We need to make sure it is assigned to an memory address range that is accessible and not overlapping with other devices.
We just need to implement our own logic (combinatory logic) as a driver. The driver takes input from a parallel interface (PIO). The output is attached to a attached hardware.
In general, option 2 is much simpler to do. But option 1 is much more flexible.
The objective is to observe how SoCs are built in real life and become familiar with the system design tool (QSYS).
Experience:
page 31-34
How do we program it?
There are two ways to write and debug software:
Super simple sample program:
#define Switches (volatile char *) 0x0002000
#define LEDs (char *) 0x0002010
void main() {
while (1) {
*LEDs = *Switches;
}
}
The hardware is mapped to the memory space in the processor. To read something, we make a read request to the switches via address 0x0002000
. To write something, we make a write request to the LED memory address, which is 0x0002010
.
All we’re doing in this sample code is constantly sampling the switches, then assigning on/off to the LEDs.
YAY! We just unlocked the ability to write software! Note that software is much slower and higher power than hardware.
The processor we’re using in this lab is much more customizable and can be tuned to exact needs, but is much slower (only up to 100MHz). Hence we need to hardware accelerator to do certain tasks.

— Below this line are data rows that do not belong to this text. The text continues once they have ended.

PR #3984, opened 2023-10-12
[feature] #3952: Transfer the concrete type of the Query result over-the-wire instead of Value

### LINKED ISSUE #3952: Remove responsibility of `Value` conversion from client
when server returns query result it returns `Value` enum that is then converted with `TryInto` on the client side into a concrete value. The same thing happens when a query is returned to wasm smart contract. This is not appropriate because the return type of the query is well known. Server should always respond with concrete type and not `Value`

DCNick3:
## Description

On the server side it's done by adding an `EncodedValue` type, which contains a scale-encoded type-erased value and a `QueryEncoder` type, which creates `EncodedValue` from `Value` using dynamic dispatch. An alternative to dynamic dispatch would be to return `EncodedValue` from `QueryBox::execute`, but that is problematic for smart contracts (they do not necessarily want a scale-encoded value) and filters (they operate on `Value`s).

On the client size the expected query result type is already known, so `Decode` is called on the correct type from the get-go.

### Linked issue

Closes #3952

### Benefits

Less communication overhead, one less comparison when decoding on client

### Checklist

- [ ] Make sure CI passes
- [ ] Refactor the `_handle_query_response_base` function on the client to not use generics


data_model/src/query/mod.rs
```diff
@@ -62,7 +62,7 @@ macro_rules! queries {
 /// Trait for typesafe query output
 pub trait Query: Into<QueryBox> + seal::Sealed {
     /// Output type of query
-    type Output: Into<Value> + TryFrom<Value>;
+    type Output: Into<Value> + TryFrom<Value> + Encode;
```
mversic, line 65:
```suggestion
    type Output: Encode;
```

Do we still need these bounds?

client/src/client.rs
```diff
@@ -236,7 +234,7 @@ impl From<ResponseReport> for eyre::Report {
 }
 
 /// Output of a query
-pub trait QueryOutput: Into<Value> + TryFrom<Value> {
+pub trait QueryOutput: Into<Value> + TryFrom<Value> + Decode {
```
mversic, line 237:
```suggestion
pub trait QueryOutput: Decode {
```

I guess the same question

data_model/src/query/mod.rs
DCNick3: `TryFrom<Value>` is still needed for smart contracts AFAIU, but `Into<Value>` is not necessary, yeah

mversic: what is it used for in smart contracts?

mversic: what is it used for in smart contracts?

DCNick3: `host_execute_query`'s result is decoded as `Result<Value, ValidationFail>`, which later needs a conversion into a concrete type https://github.com/hyperledger/iroha/blob/fcd2c28b7f104e95b0e1c228ba39e459c4b1083a/smart_contract/src/lib.rs#L101

mversic: I think this is only a temporary limitation. It happens becaue we upper cast query into `QueryBox`. I'll split this into a separate ticket

mversic:
when client sends a query does it send actual query like `FindAllAccounts` or it sends `QueryBox`?

DCNick3:
It does send the `QueryBox`. Otherwise, I think, it would require us to send a tag along with the query object... Which is exactly what `QueryBox` does?

DCNick3:
Well
This PR definitely introduces some additional complexity into the server (`QueryEncoder`) and gives some more potential for type confisuon.

It does reduce the on-the-wire overhead (and one less branch on the client side), but I am not sure whether it's worth the added complexity.

I guess one thing that this might help is with is removing stuff-that-is-not-really-value from `Value` enum, but that is not really required for that, if we wanted, we could split it into more specific enums.

mversic:
> Well This PR definitely introduces some additional complexity into the server (`QueryEncoder`) and gives some more potential for type confisuon.
> 
> It does reduce the on-the-wire overhead (and one less branch on the client side), but I am not sure whether it's worth the added complexity.
> 
> I guess one thing that this might help is with is removing stuff-that-is-not-really-value from `Value` enum, but that is not really required for that, if we wanted, we could split it into more specific enums.

I get the feeling this was my brain fart and we should close this PR before you waste any more time

PR #4004, opened 2023-10-18
[feature] #3130: Add type-state-pattern to divide client into sync and async parts

### LINKED ISSUE #3130: [suggestion] Fully asynchronous client API

pesterev:
## Description

This PR adds traits to implement type-state-pattern on `Client` to divide it into sync and async parts.
I'm going to open also two pull requests:
- Add async client features
- `iroha_awc` and `iroha_hyper` crates implementations

### Linked issue

Closes #3130

### Checklist

- [ ] Rewrite doc tests and examples
- [ ] I replied to all comments after code review, marking all implemented changes with thumbs 

- [ ] Open a pull request that adds async client features
- [ ] Open a pull request that add implementations of the `iroha_awc` and `iroha_hyper` crates

### DIFF
--- a/.gitignore
+++ b/.gitignore
@@ -38,6 +38,7 @@ include/generated/*
 peers.list
 cmake-build*
 result
+.obsidian/
 
 .gtm
 /.gtm/
--- a/client/src/client.rs
+++ b/client/src/client.rs
@@ -12,7 +12,6 @@ use std::{
 use derive_more::{DebugCustom, Display};
 use eyre::{eyre, Result, WrapErr};
 use futures_util::StreamExt;
-use http_default::{AsyncWebSocketStream, WebSocketStream};
 use iroha_config::{client::Configuration, torii::uri, GetConfiguration, PostConfiguration};
 use iroha_crypto::{HashOf, KeyPair};
 use iroha_data_model::{
@@ -35,8 +34,11 @@ use url::Url;
 
 use self::{blocks_api::AsyncBlockStream, events_api::AsyncEventStream};
 use crate::{
-    http::{Method as HttpMethod, RequestBuilder, Response, StatusCode},
-    http_default::{self, DefaultRequestBuilder, WebSocketError, WebSocketMessage},
+    http::{
+        Method as HttpMethod, RequestBuilder, RequestManager, Response, StatusCode,
+        SyncRequestManager, SyncSendRequest,
+    },
+    http_default::{DefaultSendRequest, WebSocketError, WebSocketMessage},
 };
 
 const APPLICATION_JSON: &str = "application/json";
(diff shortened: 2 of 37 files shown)


client/src/http.rs
```diff
@@ -69,6 +69,59 @@ pub trait RequestBuilder {
...
+        &'async_trait self,
+        rb: Self::RequestBuilder,
+    ) -> ::std::pin::Pin<
+        Box<
+            dyn ::std::future::Future<Output = Result<http::Response<Vec<u8>>>>
+                + Send
+                + 'async_trait,
+        >,
+    >;
+}
```
Arjentix, line 123: Is this an expanstion of `async_trait` crate?

pesterev: I considered this crate, but it will require users to use this crate as I understand. If we agree with it, then let's use it. 
Btw the native async traits have already stabilized and seem can appear in one of the coming releases of Rust.

.gitignore
```diff
@@ -38,6 +38,7 @@ include/generated/*
 peers.list
 cmake-build*
 result
+.obsidian/
```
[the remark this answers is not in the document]
pesterev: That is a [note-taking app](https://obsidian.md). I use it to render and edit our documentation. Pretty useful.

client/src/client.rs
```diff
@@ -248,16 +250,41 @@ pub struct ResultSet<T> {
     client_cursor: usize,
 }
 
-impl<T: Clone> Iterator for ResultSet<T>
+pub struct SeekResultSet<'a, T, R>
```
DCNick3, line 253: Is there a particular reason this struct is called `Seek`? Also, why does it always uses `SyncRequestManager`? Is it more like `SyncResultSet`?

PR #4015, opened 2023-10-25
[fix] #4014: Use method(not field) access in client

### LINKED ISSUE #4014: Fix client build
Client cannot be built with `cargo build -p iroha_client` again due to recent changes in #3929

mversic:
### Linked issue

Closes #4014

### Checklist

### DIFF
--- a/client/src/client.rs
+++ b/client/src/client.rs
@@ -256,7 +256,9 @@ where
 
     fn next(&mut self) -> Option<Self::Item> {
         if self.client_cursor >= self.iter.len() {
-            let iroha_data_model::query::QueryRequest::Cursor(cursor) = &self.query_handler.query_request.request else {
+            let iroha_data_model::query::QueryRequest::Cursor(cursor) =
+                &self.query_handler.query_request.request
+            else {
                 return None;
             };
             if cursor.cursor().is_none() {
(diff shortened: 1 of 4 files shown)


data_model/src/query/mod.rs
```diff
@@ -176,7 +176,7 @@ pub mod model {
 
     /// Query with parameters client can specify.
     #[derive(
-        Debug, Constructor, Getters, Clone, PartialEq, Eq, Encode, Decode, Serialize, Deserialize,
+        Clone, Debug, PartialEq, Eq, Constructor, Getters, Encode, Decode, Serialize, Deserialize,
```
Arjentix, line 179: So is our policy to place std derives first? Didn't know about that

Arjentix (approved):

data_model/src/query/mod.rs
mversic: there is no strict policy. If you look around you will see this pattern

client/src/client.rs
```diff
@@ -387,9 +389,9 @@ impl QueryRequest {
 
         match self.request {
             iroha_data_model::query::QueryRequest::Query(query_with_params) => builder
-                .params(Vec::from(query_with_params.sorting))
-                .params(Vec::from(query_with_params.pagination))
-                .body(query_with_params.query),
+                .params(Vec::from(query_with_params.sorting().clone()))
```
DCNick3, line 392: Not introduced in this PR, but the conversion of `Pagination` and `Sorting` structs to `Vec` is a bit unintuitive.. I feel like explicitly naming it something like `into_request_params`.

Maybe even make it into a `as_request_params` & make it accept a reference (it's cloned here anyways).

mversic: opened #4017 4017

DCNick3 (approved):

We want: a circuit to determine if a number is prime
Define hardware / software interface
page 43
The software writes the number into location 0, this starts the computation of in the hardware. The computation may take multiple cycles. When the computation is completed, done
(another address in the memory space) is set to 1. The prime
flag is also asserted in the memory space.
Note that it is not necessarily always writing to memory, it’s just a piece of data that’s passing via the interconnect fabric.
The software has to poll for done
going high.
Define hardware that makes up the core
Because the hardware is a slave, the implementation is straight forward.
page 47
Note that we are not writing memory, we are pretending to be the memory.
page 48
Write the software to interact with it
#define MY_ACCEL_BASE (volatile int *) 0x0002040
#define num 12973
void main() {
// Write the number to location 0 in our memory chip
// But we're actually not writing to memory
// We're just sending the request via the bus
*(MY_ACCEL_BASE + 0) = num;
// Keep looping if not done
while ((*(MY_ACCEL_BASE + 2)) == 0);
// Read if prime
prime = 0;
if (*(MY_ACCEL_BASE + 1))
prime = 1;
}
Variables in C can either end up in registers or memory. Using
volatile
will ensure the variable is mapped to the register. Otherwise, it might be mapped to a register and thus no transaction on the bus.What will happen if the
volatile
on line 1 is removed?The
MY_ACCEL_BASE
might be put into a register, and thus the while loop might become infinite loop because it would just read the register over and over again.
We want: an accelerator that draws a box in the pixel buffer
The accelerator must be a slave because the processor can write and read values to the control registers
The accelerator must also be a master because the pixel buffer is stored in memory and the accelerator must initiate.
Memory map:
page 52
The slave interface would implement the registers and interface to the Avalon fabric.
page 60
One could create a custom instruction that is connected to some custom logic.
A question to ask is: “is it work accelerate?”. If, without loss of generality, 80% of the time the system is executing 10% of the code such as a loop, then consider implementing one.
What are the limitations?
Speedup is limited by the amount of code that we cannot speed up. Suppose \(P\) is the fraction of execution you can speed up, and \(S\) is the amount that we CAN speed up. Then the expression of for how much speedup there is is given as:
\[\frac{1}{(1-P)+\frac{P}{S}}\]For example, if 25% of the code executed can run twice as fast, then \(P=0.25\), \(S=2\) and the overall speed up is \(14\%\).